Résumé:
Mediterranean ecosystems are considered paricularly sensitive to
climate change. Any change of climatic factors affects the structure
and the functioning of these ecosystems and has influence on the plant
productivity. The main objective of this work is to characterize one of
the Mediterranean ecosystems; the forest of the Mahouna (located in
the North East of Algeria) in point of view of edaphic, vegetation and
their climate link using meteorological data (precipitation and temperatures for a period of 30 years) and satellite imagery for the
period from 1987 to 2015. The analysis of vegetation enables to
determine 46 botanical families with dominance of phanerophytes and
therophytes, which grow on rich soils in organic matter, with an acid
pH, variable texture from sandy-loamy, silty-sandy to clay or very clay
at different places.

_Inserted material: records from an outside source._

PR #165, opened 2017-05-11
Even more underscores

rustyrussell:
More trivial things I missed with my simple regex search, plus a name consistency update.

### DIFF
--- a/03-transactions.md
+++ b/03-transactions.md
@@ -110,7 +110,7 @@ This output sends funds to the other peer, thus is a simple P2WPKH to `remotekey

The diachronic study of this massive shows a
reduction in the area of plant cover in the order of 1.97%. The climate
analysis indicates an increase in the monthly average maximum
temperatures, with a highly significant warming of 0.12 ° C for the
spring season and the rainfall is variable from one year to another and
tends to a more and more dry years . The three-hours thermal data for
the period from 2000 to 2010 highlights 502 days of cold stress and
373 days of heat stress, affecting plant productivity, where there was a
decrease in NDVI values of vegetation exposed to thermal stress
periods.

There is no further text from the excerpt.